The film was released for VOD platforms on February 8, 2022, followed by a Blu-ray and DVD release on March 8, 2022. It was available for streaming on Peacock beginning March 10, 2022.

== Reception ==
=== Box office ===
Universal Pictures put the film into wide release, in 1,963 theaters, on January 21, 2022. Projected to gross less than $5 million domestically in its first three days, it earned $3.5 million in its opening weekend, finishing fourth at the box office. The film dropped out of the box office top ten in its fourth weekend, finishing twelfth with $354,835. The film was a box office bomb, taking in $9.46 million worldwide, against a budget of $30 million.

=== Critical response ===
 On Metacritic, the film has a score of 32% based on reviews from 7 critics, indicating "generally unfavorable reviews". Audiences polled by CinemaScore gave the film an average grade of "B+" on an A+ to F scale.

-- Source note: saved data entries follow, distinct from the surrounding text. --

PR #159, opened 2025-06-18
SwanSpawner: Implement a mechanism to update information on free GPUs

laurall974:
This implement a mechanism which consists in storing the information about free GPU models at pod creation AND deletion time, with the ultimate goal to show to the user only the GPU models that are free.The GPU models that are not free are still be shown in the form, but greyed out.

Screenshot 2025-06-18 at 13 44 17
Screenshot 2025-06-18 at 08 47 02


SwanSpawner/swanspawner/_gpuinfo.py
```diff
@@ -81,6 +90,73 @@ def _update_gpu_info(self) -> None:
         while True:
             self._update_allocatable_gpu_flavours()
             sleep(self.UPDATE_INTERVAL)
+    
+    def _watch_pod_events(self) -> None:
+        '''
+        Watches for pod creation and deletion events in the SWAN namespace that involve GPU resources.
+        '''
+        w = watch.Watch()
+        while not self._stop_event.is_set():
```
etejedor, line 99: I remember using this `watch` API. The problem I saw is that, even though you set a stream of events for namespaced pods, the number of (uninteresting events) for us was high. So we had this thread in a busy wait in a loop where maybe 95 % of the iterations were useless. Can you confirm this?

laurall974: Updated to not used watch anymore.

SwanSpawner/swanspawner/_gpuinfo.py
```diff
@@ -20,6 +20,7 @@ class _GPUInfo:
     resource_name: str
     product_name: str
     count: int = 0
+    available: int = 0
```
etejedor, line 23: Change to `free`? And please document in the docstring above. To make the difference clear, `count` could be documented as number of available, and `free` as number of currently free.

SwanSpawner/swanspawner/_gpuinfo.py
```diff
@@ -41,6 +44,70 @@ def __init__(self, events_role: str):
...
+        '''
+        try:
+            # Get all running pods in the namespace that request GPU
+            all_pods = self._api.list_namespaced_pod(
+                namespace=self.NAMESPACE,
+                field_selector='status.phase=Running'
+            ).items
+            gpu_usage_by_resource = {}
+
+            for pod in all_pods:
```
etejedor, line 60: `for pod in user_gpu_pods`, if you filter as suggested earlier.

SwanSpawner/swanspawner/swankubespawner.py
```diff
@@ -108,12 +108,31 @@ async def stop(self, now=False):
...
                         self.log.error('Error deleting secret {namespace}:{hadoop_secret_name}: {e}')
 
+            # GPU availability update
+            try:
+                gpu_flavour = self.user_options.get('gpu')
+                if gpu_flavour:
+                    await self.gpus.increment_gpu_availability(gpu_flavour)
+                    self.log.info(f"Incremented availability for GPU {gpu_flavour} after user stop.")
+            except Exception as e:
+                self.log.error(f"Failed to increment GPU availability: {e}")
```
etejedor, line 118: Also here, I believe we should not do a simple decrement of that particular model, I believe we should also take this chance to query all gpu pods and update the whole database. If I understand correctly (please check) this code here runs when the pod has already been terminated. This means that if you query and update the database, that's the good status already, you don't need to decrement.

SwanSpawner/swanspawner/swankubespawner.py
```diff
@@ -108,12 +108,31 @@ async def stop(self, now=False):
...
-        self._dynamic_form_info['gpu_flavours'] = sorted(gpu_flavours, key=lambda x: gpu_flavours.get(x).count, reverse=True)
+        gpu_flavours = []
+        for flavour, gpu_info in gpu_flavours_raw.items():
+            gpu_flavours.append({
+                'name': flavour,
+                'available': gpu_info.available,
+                'total': gpu_info.count,
+                'resource_name': gpu_info.resource_name,
+                'enabled': gpu_info.available > 0
+            })
```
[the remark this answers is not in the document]
etejedor: You can just invoke a backend function (e.g. self.gpus.get_free_flavours()) that gets you the flavors with `free` > 0, and you pass that.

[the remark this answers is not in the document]
laurall974: I modified it, I thought it would be interesting to see the available GPU on the cluster in general.

SwanSpawner/swanspawner/templates/options_form_template.html
```diff
@@ -403,36 +452,17 @@
                 
                 // Enable GPU selection only if CUDA stack is used
                 if (selectLCG.selectedOptions[0] && selectLCG.selectedOptions[0].value.includes('cuda')) {
-                    var gpuFlavours = dynamicFormInfo['gpu_flavours'];
```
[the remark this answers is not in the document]
laurall974: I put both so we can still show all available flavor and greyed out the on that are not free as requested in the Jira ticket.

SwanSpawner/swanspawner/swanspawner.py
```diff
@@ -156,8 +156,9 @@ def options_from_form(self, formdata: dict) -> dict:
             options[self.lcg_rel_field]             = formdata[self.lcg_rel_field][0]
             options[self.platform_field]            = formdata[self.platform_field][0]
             options[self.user_script_env_field]     = formdata[self.user_script_env_field][0]
-            options[self.spark_cluster_field]       = formdata[self.spark_cluster_field][0] if self.spark_cluster_field in formdata.keys() else 'none'
+            options[self.spark_cluster_field]       = formdata.get(self.spark_cluster_field, ['none'])[0]
```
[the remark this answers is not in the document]
laurall974: I assume it was a merge error, from the previous code version and the merge from the TN. Just removed it.

SwanSpawner/swanspawner/swanspawner.py
```diff
@@ -156,8 +156,9 @@ def options_from_form(self, formdata: dict) -> dict:
...
             options[self.condor_pool]               = formdata[self.condor_pool][0]
+            options[self.software_source]           = formdata[self.software_source][0]
```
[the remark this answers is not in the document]
laurall974: Same comment as above.

SwanSpawner/swanspawner/_gpuinfo.py
```diff
@@ -126,6 +190,8 @@ def _update_allocatable_gpu_flavours(self) -> None:
                           f'{[(flavour,gpu_info.count) for flavour,gpu_info in self._gpus.items()]}')
         self._logger.info(f'Cordoned GPU nodes: {self._cordoned_gpu_nodes}')
 
+        self._check_free_gpu()
```
etejedor, line 193: Update docstring of function to state that free gpus are also updated.

etejedor, line 193: Move up as a single call outside of this function.

SwanSpawner/swanspawner/_gpuinfo.py
```diff
@@ -1,12 +1,12 @@
 from dataclasses import dataclass
 import logging
 import re
-from threading import Lock, Thread
-from time import sleep
+from threading import Lock, Thread, Event
+from time import sleep, time
```
etejedor, line 5: Unused import 2.

SwanSpawner/swanspawner/_gpuinfo.py
```diff
@@ -16,19 +16,24 @@ class _GPUInfo:
...
     '''
     Class that spawns a thread that updates the information about
     available GPU flavours in the k8s cluster at regular intervals.
     A GPU flavour can correspond to a GPU model (e.g. "Tesla T4") or to
     a partition of a GPU card (e.g. "A100 fragment (5 GB)" ).
+    It also check how many GPUs are currently free out of the available ones.
     '''
     UPDATE_INTERVAL = 60 * 10  # 10 minutes
+    NAMESPACE = 'swan'
+    CONTAINER_NAME = 'notebook'
```
etejedor, line 36: Unused variable.

SwanSpawner/swanspawner/_gpuinfo.py
```diff
@@ -41,6 +46,52 @@ def __init__(self, events_role: str):
...
+            gpu_usage_by_resource = {}
+
+            for pod in user_gpu_pods:
+                if pod.spec.node_name in self._cordoned_gpu_nodes:
+                    continue
+                container = next((c for c in pod.spec.containers if c.name == 'notebook'), None)
+                for resource_name, quantity in container.resources.requests.items():
+                    if resource_name.startswith('nvidia.com/'):
+                        try:
+                            gpu_count = int(quantity)
```
etejedor, line 69: To be clear, `requested_gpu_count`?

SwanSpawner/swanspawner/_gpuinfo.py
```diff
@@ -41,6 +46,52 @@ def __init__(self, events_role: str):
...
+                            )
+                        except ValueError:
+                            self._logger.warning(
+                                f'Could not parse GPU quantity "{quantity}" for resource "{resource_name}" '
+                                f'in pod {pod.metadata.name}, container {container.name}'
+                            )
+            # Update free GPU counts
+            with self._lock:
+                for description, gpu_info in self._gpus.items():
+                    used_count = gpu_usage_by_resource.get(gpu_info.resource_name, 0)
```
etejedor, line 81: Hehe, here you actually changed the name to something similar to what I suggested. I would make the naming consistent above and here.

SwanSpawner/swanspawner/_gpuinfo.py
```diff
@@ -41,6 +46,52 @@ def __init__(self, events_role: str):
...
+                container = next((c for c in pod.spec.containers if c.name == 'notebook'), None)
+                for resource_name, quantity in container.resources.requests.items():
+                    if resource_name.startswith('nvidia.com/'):
+                        try:
+                            gpu_count = int(quantity)
+                            gpu_usage_by_resource[resource_name] = (
+                                gpu_usage_by_resource.get(resource_name, 0) + gpu_count
+                            )
+                        except ValueError:
+                            self._logger.warning(
```
etejedor, line 74: This should be logged as an error, no? For me it's at the same level as the errors you log below.

SwanSpawner/swanspawner/swankubespawner.py
```diff
@@ -108,12 +108,23 @@ async def stop(self, now=False):
                     except ApiException as e:
                         self.log.error('Error deleting secret {namespace}:{hadoop_secret_name}: {e}')
 
+            # free GPU update
+            try:
+                gpu_flavour = self.user_options.get('gpu')
+                if gpu_flavour:
+                    self.gpus._check_free_gpu()
```
etejedor, line 115: This is the only line that can throw, right? Then I would put the lines before and after outside of the try block -- it's good to have thin try blocks to be able to identify faster what can throw.

SwanSpawner/swanspawner/swanspawner.py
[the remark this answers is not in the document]
etejedor: Sorry I don't see anymore the comment above :) Can you repeat?

SwanSpawner/swanspawner/templates/options_form_template.html
```diff
@@ -403,36 +403,39 @@
...
-                    
+                    const gpuFlavours = dynamicFormInfo['gpu_flavours'] || [];
```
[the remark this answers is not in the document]
laurall974: yes! the gpu field became madantory, so you can't submit if it set to None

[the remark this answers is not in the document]
etejedor: But it can still be None and submit when the software stack is non gpu, right? We just want to block the submission if the software stack is gpu and there's no gpu selected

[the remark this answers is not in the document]
laurall974: Now the gpu is required only if cuda is selected already, otherwise you can submit normally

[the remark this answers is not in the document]
etejedor: You mean that when a non cuda stack is selected, the form entry where the GPU is selected is disabled? And therefore the form can be submitted?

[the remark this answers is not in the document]
laurall974: Yes exactly!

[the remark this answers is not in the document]
etejedor: Ok then we just have to figure out the order in which the flavours are shown (and therefore the flavour that is selected by default, the one at the top of the list).

SwanSpawner/swanspawner/_gpuinfo.py
```diff
@@ -6,7 +6,7 @@
 from typing import Union
 
 from kubernetes import client, config
-from kubernetes.client.models import V1NodeStatus
+from kubernetes.client.models import V1NodeStatus, V1Pod
```
etejedor, line 9: Import not used.

etejedor (approved):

Mike McCahill of The Guardian gave the film 2/5 stars, saying it "thinly scatters a parable's worth of plot across 134 minutes and resembles HBO's Deadwood recut for Sunday-school purposes: pious, puzzling and punitive, with a sternly wagging finger never far from entering the frame." RogerEbert.com's Nell Minow gave it 2/4 stars, writing, "The biggest problem is that the most touching moments are hammered so hard. Redeeming Love could have tried to reach a broader audience but settles for preaching to the choir." The A.V. Clubs A. A. Dowd criticized the love story as "icky", saying it "hinges on a fundamental power imbalance: Angel literally can't say no to Michael's evening visits... and when she finally does accept his proposal, it's while lying bruised and battered after one of her employer's thugs beats her within an inch of her life." He gave the film a grade of D+.

The Mercury Newss Randy Myers gave it a score of 2.5/4, writing, "Love might be best embraced by the faithful, but it is well made and has much to say about the healing power of love and how we all deserve second chances."